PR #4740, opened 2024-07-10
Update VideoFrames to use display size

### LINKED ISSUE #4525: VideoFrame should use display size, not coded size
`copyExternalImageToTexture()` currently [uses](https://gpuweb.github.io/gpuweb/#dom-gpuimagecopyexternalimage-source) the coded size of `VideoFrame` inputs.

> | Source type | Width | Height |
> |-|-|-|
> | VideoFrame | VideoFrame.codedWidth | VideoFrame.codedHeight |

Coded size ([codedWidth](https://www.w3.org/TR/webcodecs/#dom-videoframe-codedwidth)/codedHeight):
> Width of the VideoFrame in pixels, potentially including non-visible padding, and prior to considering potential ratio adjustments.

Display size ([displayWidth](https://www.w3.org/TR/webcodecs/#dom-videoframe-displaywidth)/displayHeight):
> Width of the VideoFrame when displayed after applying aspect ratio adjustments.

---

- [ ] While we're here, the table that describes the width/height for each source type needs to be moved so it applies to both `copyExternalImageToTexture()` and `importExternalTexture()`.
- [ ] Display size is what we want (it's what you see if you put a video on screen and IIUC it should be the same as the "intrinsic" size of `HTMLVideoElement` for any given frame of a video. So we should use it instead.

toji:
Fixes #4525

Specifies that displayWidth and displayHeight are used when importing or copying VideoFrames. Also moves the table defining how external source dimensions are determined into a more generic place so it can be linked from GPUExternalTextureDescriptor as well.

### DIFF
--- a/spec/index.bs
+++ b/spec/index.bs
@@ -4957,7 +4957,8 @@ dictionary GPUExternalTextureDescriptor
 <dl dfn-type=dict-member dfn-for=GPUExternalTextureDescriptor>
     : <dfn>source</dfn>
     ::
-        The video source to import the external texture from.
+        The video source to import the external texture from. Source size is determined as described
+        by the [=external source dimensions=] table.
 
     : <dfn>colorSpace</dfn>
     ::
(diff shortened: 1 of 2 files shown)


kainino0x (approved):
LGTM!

-------------------------

--- REQUIRED ACTION ---
Looking at the material above, work out how many lines have the word "determined" in them. Answer with that number alone.

--- ANSWER TO THIS PROBLEM ---
2